Il sorriso non le scappa mai dalla bocca, cazzo non è una fica, è una pubblicità del Mulino Bianco, richiudo in fretta il giornale, prendiamo la porta all’unisono e la centro in pieno, i libri e i quaderni che non stavano dentro lo zainetto le esplodono in mano, mi scusi-mi scusi, la guardo mentre li raccoglie a carponi sul pavimento, ancora piegata alza gli occhi verso di me, mi guarda da miope e io non trovo di meglio che farle BUH! SONO LO GNOMO PICCINA. CI RIVEDREMO STAI CERTA. Ma non aveva capito nulla, le si era disegnato un grosso punto interrogativo sulla testa, gli occhi le si erano annodati sempre di più perché io mi ero fatto piccino piccino. Dolce Bimba Fumetto, gli gnomi fanno uno stridulo frinire incomprensibile agli umani, anche alle bimbe-fumetto. Il barista mi urla dietro qualcosa, ma io sono già in altro luogo, dove i baristi scemi non arrivano e poi avrebbero accettato come pagamento dei talleri di sughero del bosco… non ne dubito.

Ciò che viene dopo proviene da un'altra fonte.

Issue #9254, opened 2024-05-24
[Proposal] Improve handling of new environment variables in releases


dragonchaser:
We have an annotation that describes the `introductionVersion`  of a variable.
At the moment we try to guess the next release number when we add variables to the codebase. 
To streamline the process and make it less error-prone I propose we use a placeholder in the future like `%%NEXT%%`. This would allow us to create a script in `docs/helpers` that is run during the release-process. This script automatically insert a release version resulting in no wrong `introductionVersions` in the documentation in the future.

/cc @mmattel @micbar @butonic

micbar:
Good idea, Let us do that.

micbar:
Created PR #9312

PR #9586, opened 2024-07-11
chore!: remove deprecated configuration values

fschade:
@dragonchaser do i miss something or is it fine, ive also found some `removalVersion:"%%NEXT%%"`, are we in charge of that?

### DIFF
--- a/services/antivirus/pkg/config/config.go
+++ b/services/antivirus/pkg/config/config.go
@@ -73,7 +73,7 @@ type ClamAV struct {
 
 // ICAP provides configuration options for icap
 type ICAP struct {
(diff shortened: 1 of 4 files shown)


dragonchaser:
@fschade yes we are, see https://github.com/owncloud/ocis/issues/9254

fschade:
> @fschade yes we are, see #9254

thanks, makes sense!

dragonchaser (changes requested):
Do not remove those now, change `removalVersion` to ```%%NEXT_PRODUCTION_VERSION%%``` because we only can remove variables in production versions not in rolling. And please add a ticket to change all other affected variables.

dragonchaser:
@fschade we did not miss it, this plan is a leftover before we introduced rolling vs. production. They should have been updated, this is what we missed, not the removal.

micbar (approved):

dragonchaser (approved):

Era stato sufficiente mettere il frinire a trentatré giri, poi non era stato difficile per un bimbetto gnomo caricare la bimba fumetto sull’automobilina tondeggiante targata Topolinia ’88 color adolescenza. La conversazione scivolava dolce e senza imbarazzi adeguandosi al profilo delle prime colline. Si disquisiva amabilmente sul carattere bizzoso delle fate della foresta di Paimpont e sulle variabili dello zucchero filato. Solo a parlar di zucchero filato, torroni e mandorle caramellate alla Bimba Fumetto si erano disegnati sulle gote due cerchi rosso passione disegnati col compasso e il sorriso si era dischiuso ancora di più. La macchina era invasa da coccinelle e farfalle dai colori indefinibili che si posavano dispettose sulle punte dei nostri nasi. In un paese fortificato poco più in là bancarelle di dolciumi, castagnaccio, artisti di strada, disfide cavalleresche, un Principe biondo e timido che cercava moglie. Bimba Fumetto avrebbe potuto concorrere alla gara delle torte, in palio c’era il posto da regina, le avevo dettato la ricetta della Torta Angelica disposta su due piani.
Il segreto era non far perder la consistenza al pan dorato e non far crepare la glassa di amore eterno. Facile a dire…
Perché? Pare sia la prima parola che ti crepa il cervello. Perché… Perché proprio lei. Perché proprio io. Perché noi. Odore di sottobosco, funghi, muschi, foglie umide a macerare e sangue di Bambina Fumetto, l’odore è aspro, ma buono. L’autunno è la stagione dei boschi, del nostro appennino dolce.
Casa Cavallina dice l’indicazione giù di sotto appena lasciato Piancaldoli, già sotto Firenze, le tagliate di carne sono già alte, il pane insipido. Perché. Un caschetto di capelli esce a ventaglio dal mucchio di foglie che ricopre il corpo. Perché devastarle il viso asportando le guance con perizia da chirurgo. Impiastricciarle il seno di caramello e zucchero a velo. Perché. A dare disposizioni ai carubba assonnati c’è l’uomo distinto con lo zigomo tirato e le argomentazioni brillanti, serra i pugni, le nocche diventano bianche, la mano destra è sporca, ha sferrato un pugno a un grosso albero che non si è fatto intimorire e non ha rivelato il mio rifugio. I rifugi degli gnomi. Dà ordini secchi, la voce si fa dura proprio quando la sua confusione e il suo dolore aumenta. E’ quasi figlia sua, prima o poi si sarebbe messo con la donna con le palle.
Lei adesso sta seduta, si tiene il grembo e ondeggia avanti e indietro il capo. PERCHE’PERCHE’PERCHE’PERCHE’… non le esce altro mentre srotola il braccio a un’iniezione di Valium.